The starting point for the creation of these photographs was the set up of some scenes which evidenced, by means of their character, space and objects, the psychological experiences that directly relate to the concepts of desire and lack of desire, which ultimately culminates with disappointment. All these experiences are essential elements in revealing the mystery and tension that come together in the dialogue with the other. They produce a reflection on the subject of the fragility of memory, the upset of desire, or loss as an emotional wound that remains with us throughout our lives, pointing to the complexities of producing meaning out of pain and loneliness. The photographs express an instant of a dream related to an intimate world, at times real, at times non-real, but undoubtedly incomplete.
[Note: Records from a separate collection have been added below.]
Issue #1033, opened 2020-04-11
Add prettier


simonihmig:
* add ESLint config
* run `eslint --fix` automatically pre-commit using `husky` and `lint-staged`

jelhan:
I take this one. Have an automated script to set it up. 🤣

jelhan:
Only talking about using Prettier for JavaScript aren't we? Haven't used it yet for Handlebars / Glimmer templates but heard that it's not that stable yet. Would love to test it out but not sure if this is the best repository to start with. Or do you have good experience with it?

simonihmig:
> Only talking about using Prettier for JavaScript aren't we?

Yes.

jelhan:
> automatically pre-commit using `husky` and `lint-staged`

I'm not convinced by this one:

- Running ESLint and prettier is an expensive task. `yarn lint:js --fix` needs 10 seconds on my machine for this repo.
- Running prettier in a pre-commit hook is not needed for my setup. I have configured my editor (VS Code) to fix linting errors when a file is saved. This is very cheap (read: performant) as it's only run against one file and not all.

I think my setup is a very common one. I would suggest that we don't add the precommit hook but document in `CONTRIBUTING.md` how one could configure the local development environment to run prettier automatically? We can list both options: Do it in editor on save or as a local pre-commit hook.

jelhan:
Oh haven't read carefully enough. `lint-staged` would also only run the linting against the files which will be committed. So there wouldn't be a noticeable performance impact except for commits touching a lot of files. Such commits doesn't happen that often.

Still not seeing a need for it as I expect most developers to have their editors configured to fix linting issues on safe. But it would help with onboarding new developers for sure.

jelhan:
Added husky and lint-staged to #1038. Directly noticed that it's slower even if touching only a few files. Committing a change to only one file takes 1.5 seconds with husky + lint-staged. It's only a few milliseconds without it. It's basically adding a waiting step that wasn't there before. To be honest I don't like it. But I can live with it if you prefer to have it in.

simonihmig:
> Still not seeing a need for it as I expect most developers to have their editors configured to fix linting issues on safe. But it would help with onboarding new developers for sure.

[...]

PR #1038, opened 2020-04-16
setup prettier

jelhan:
Introduces Prettier.

It's integrated as an ESLint plugin. So `yarn lint:js` will lint that all files are formatted with Prettier. `yarn lint:js --fix` will prettify the code.

It uses the same prettier configuration as ember source. I think just following that one helps to avoid discussions about best configuration. Also the source code will look similar to the one of other projects in ember ecosystem.

It adds a `.gitattribute`. This enforce a specific git configuration for this repository. It addresses a common issue if using Prettier on Windows.

It adds a pre-commit hook as listed in the requirements in #1033. But to be honest I don't like it. Have explained reasons in #1033.


.eslintrc.js
```diff
@@ -5,19 +5,13 @@ module.exports = {
...
   },
-  plugins: [
-    'ember',
-    'hbs'
-  ],
-  extends: [
-    'eslint:recommended',
-    'plugin:ember/recommended'
-  ],
+  plugins: ['ember', 'hbs'],
```
simonihmig, line 11: Shouldn't `prettier` be also added as a plugin here? Not really sure though, but that's what we have in the common setup of our apps, and Ember seems to have it also: https://github.com/emberjs/ember.js/blob/master/.eslintrc.js#L14

.gitattributes
```diff
@@ -0,0 +1,5 @@
+# Git may be configured to convert the line endings from LF to CRLF globally.
+# This conflicts with ESLint setup, which lints for LF file endings. It causes
+# countless linting errors. As all relevant text editors support LF line
+# endings these days, disabling the feature should be safe.
+core.autocrlf=false
```
simonihmig, line 5: :+1:

.prettierrc.js
```diff
@@ -0,0 +1,7 @@
+'use strict';
+
+module.exports = {
+  singleQuote: true,
+  trailingComma: 'es5',
+  printWidth: 100,
+};
```
simonihmig, line 7: *Although* the core idea of prettier is to prevent bikeshedding, I have to do it 😝
We have this in our common `.prettierrx.yml`:

```yaml
arrowParens: always # It's convenient that you don't have to add them by hand when you need to add more args or a type
singleQuote: true   # Enabled to align with EmberJS Prettier config
printWidth: 120     # Per team's agreement
trailingComma: es5  # Trailing commas makes editing easier, diffs cleaner. `es5` option aligns with EmberJS Prettier config
```

What do you think? Re: `printWidth` I think everybody has a wide enough monitor to support this. Things often got harder to read from our experience when prettier forced line wraps to eagerly...

jelhan: Prettier changed the default value for arrow function parens to always include them in v2.

Only meaningful difference is print width if I didn't missed something. Prettier explicitly recommends against a print width of 120:

> With the print width set to 120, prettier may produce overly compact, or otherwise undesirable code.

See prettier docs for more details: https://prettier.io/docs/en/options.html#arrow-function-parentheses

I try to avoid having a personal opinion on that topics at all. 😜

.eslintrc.js
jelhan: I tried to follow the recommended configuration for ESLint integration in Prettier docs: https://prettier.io/docs/en/integrating-with-linters.html#recommended-configuration

simonihmig: But doesn't the section above it say you should add prettier to the `plugins` array: https://prettier.io/docs/en/integrating-with-linters.html#use-eslint-to-run-prettier. Or is that happening implicitly when using `prettier/recommended`? The docs seem to be not very clear, at least for me...

.prettierrc.js
simonihmig: > Prettier explicitly recommends against a print width of 120:

But also against one of 100! :wink:

IIRC one thing that was for example hard to read was function invocations/definitions with a couple of arguments, with longer (speaking) names. When breaking this up into one line per argument, this became difficult to read. As when you are skimming through code to see what's happening, you want to see which functions are called, but not necessarily with which arguments (at this point). But having the function name and all arguments all split up into separate lines (with the arguments just having those 2 more spaces of indentation) made it hard to immediately see what's a function name and what's an argument. Just one example...

So when you don't have strong feelings, I would suggest to use that width of 120. 🙂

.eslintrc.js
jelhan: The recommended configuration combines both steps mentioned before. At least if I got it right. The config is working fine for a bunch of apps and addons since a few months.

simonihmig: Ok, convinced! :)

.prettierrc.js
jelhan: Changed `printWidth` to `120` in 822b5bb3af41da2d2df2446f85fc1c4884e523f4.

jelhan: I also removed `trailingComma: 'es5'` in 6a717e3aebe483b9183137b279fbf327bec18d9c cause that's the default value for pretter@^2.0. Only had it included due to not diverge from configuration used in Ember.

jelhan:
Addressed outstanding review comments and fixed merge conflicts by a rebase. Ready to be merged.

simonihmig:
@jelhan after merging the other PR, this now has some merge conflicts! Sorry! :)

jelhan:
> @jelhan after merging the other PR, this now has some merge conflicts! Sorry! :)

Rebased again. Luckily not much work involved. :smile:

simonihmig:
Thanks! :tada:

Each photograph is a reflection on the subject of desire, longing and belonging, expressed through a set of hand-gestures that express indication, declamation, amazement, or wonder. Reminiscent of ancient oratory and rhetoric hand-gesture systems, these photographs depict hope in the coming blessing and acceptance in response to the message. Like in the ancient frescoes in the catacombs in Rome, the photographs reference funerary art and its depcition of prayers and witnesses to hope. The series highlight the raised hand in the loquendi sign, the sign of speech that bears the full weight of the message, but it also reflects on the tension of acceptance. Raised fingers indicate the provenance of the message, yet here they are contained by the invisible. Palma’s achievement in this series is to bring together messages pertaining to salvation and to revelation equally. By focusing on hand-gestures alone, the artist cuts the actual epiphany scenes and some of its constitutive symbols (the most important being the presence of the curtains, which make symbolic references to revelation, especially due to their close connection to pagan mysteries and the depictions of theophania). Instead, Palma focuses on the isolated gestures to capture their symbolic value: signs of reflection as the hands hold close, signs of reserve as the palms face outwards, signs of consensus as the back of the hands are held close to the chest, signs of trusting welcome as the hands face outwards at chest level.
The hand is not only a symbol, though; in Palma’s photograhs, it is an emotional tool and an organ of performance serving as eyes for the (emotionally and unfaithful) blind. Hands are a means to communicate the mute conversation – in doing so, they are a symbol of salutation and assignment, for it is dominant in the realm of action. Like in the Renaissance paintings, one can observe in these photographs the predominance of a “right-handed” world, which is representative of the proliferation of technology in advanced societies but also representative of the magical powers of the right side in good-evil dichotomies. Palma’s emotional tools reveal the primacy of sensory experience in front of the invocation; they bare no surface sensation with tangible objects, but are instead eloquent for the indispensable movement-towards and the “spiritual” touch sensations. The hands are not at rest, which would make the images uncertain or lend to their disappearance. Instead, they point precisely to the uncertainty of presence and the disappearance of the body as a whole, as a symbol of cultural behaviors and beliefs, and the abstraction of concepts. The scars of visibility imprinted on the hands in Palma’s photographs outline emotional movements, emotional stigmata and the emotional peculiarities of gestures. Symbolic of human sentiment, the hand blesses and salutes, they gently lay in symbols of benediction, to cure the emotional charge that resides within the body.
The absent body enters a dialogue of gestures with the present body, as the space simply contains a drama or an experience of total intimacy and reservation. What absence suggests serves as a means to enter in a world of make-believe, full of intimate fantasies riddled with ghosts that relate to yearning and fear, but also to amazement and surprise. Luis González Palma has conceived this project similarly to the other projects he has developed over the years, guided by the hope that images could contain and somehow express the invisible, since the invisible is both a constituive concept and the essential experience that sustains all our visual and spiritual adventures.
Text by Sabin Bors, November 9, 2014.